Proven bedtime solutions for parents of preschool and elementary-aged children -- from a Yale doctor
While there are plenty of resources available on establishing healthy sleeping patterns for infants and babies, there's hardly any guidance for handling preschoolers and elementary school kids who are still fighting sleep. Become Your Child's Sleep Coach, focusing on this older demographic of children, meets that need, providing parents with straightforward advice: first, an awareness of the two biggest mistakes that parents make (staying with children until they fall asleep and allowing too many callbacks and curtain calls), followed by a five-step program:
Step 1: Prepare your child's room for success Step 2: Design your child's bedtime routine Step 3: Plan your exit after the bedtime routine is over Step 4: Manage callbacks and curtain calls Step 5: Manage night and early morning wakings
In addition to her extremely successful five-step program, Dr. Schneeberg addresses several common questions and concerns parents may have about their child's sleep -- how many hours they really need, deciding what the ideal bedtime for their child is, deciding on managing the transition from a crib to a toddler bed, using a white noise machine, handling sleep during potty training, the use of melatonin and sleep aids, dealing with night terrors and other sleep issues, and beyond. Become Your Child's Sleep Coach is every parent's guide to better sleep for children and the whole family!
My daughter will be 3 real soon but she's always been advanced so I wanted to pick up a book meant for slightly older children. I'm desperate but I don't want to pay for a sleep coach so I'm going this route first. There are a LOT of helpful things in here and I can't wait to start our process. She goes to bed decent but we've gotten into some bad habits that make the nights really hard. For example the last 2 nights she has woken me up 6 times to take her back to bed and hold her until she falls asleep. That's one of the bad habits to break. Holding her until she falls asleep.
I'll make an update with results to let you know how the advice holds up. :)
This book is worth the read if you are having issues at bedtime. It’s easy to read so you can get thought it pretty quick. I wanted to read it because our child takes forever to get to bed at night, but the book offers examples for ALL sleep problems. The strategies are not revolutionary but helpful. It stresses the importance of being firm on boundaries at bedtime and simple routines or solutions. It’s all easier said than done and requires commitment on the parent side. I definitely use some of the tips I read in this book. Overall - I would recommend.
I wish I could give this book more than 5 stars! Sleep has been ROUGH in our house. This book is so easy to follow and encourages the guilty parent. We have been “sleep training” for 2 weeks now and our kids have slept multiple nights in a row ALL through the night. To say we needed this sleep is an understatement! My husband and I are finally feeling like we can catch up on sleep or rather get normal sleep to begin with. I HIGHLY recommend this book.

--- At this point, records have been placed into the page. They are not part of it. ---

PR #8419, opened 2016-05-11
fix(navbar): fixes navbar validation logic in angular 1.3

gmoothart:
@ThomasBurleson @ErinCoughlan @EladBezalel

### DIFF
--- a/src/components/navBar/navBar.js
+++ b/src/components/navBar/navBar.js
@@ -461,9 +461,9 @@ function MdNavItemController($element) {
   /** @private {boolean} */
   this._focused = false;
 
-  var hasNavClick = this.mdNavClick != null;
-  var hasNavHref = this.mdNavHref != null;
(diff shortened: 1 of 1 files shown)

Our 3yo has discovered that she can open her bedroom door after we've put her to bed, and that has led to some sleep problems for her (and consequently, us). This was a quick, helpful guide to getting your child to sleep independently. A lot of what she suggests in this book we were already doing, but there were a few tips that we hadn't tried yet.
Starting to put some of these suggestions into practice this week. Somethings, like the bedtime tickets, aren't a system we want to use in our home, so we will just leave that out. I do think that's a great idea for kids who constantly ask for things but my son doesn't do that.
As an SLP, I will be recommending this book to many of my families who struggle to have consistent and quality sleep. Great coaching approach with realistic examples.
I wish I'd read this when my own kiddos were young! Great surprising strategies for bedtime routines, helping kids get used to falling asleep in their own room, and gradually doing so on their own.
Enticing title but mostly common sense, with a few good tips here and there, and lots of anecdotes, which will surely be useful to some, but felt that this could have been compressed into a much shorter article (or series of), rather than a book.
When your toddler or preschooler struggle to get to sleep, open this book and follow this 5 step guide. Consistency and follow through are vital. The method is simple and straight forward. Read this book and consider this method to make a nighttime routine work.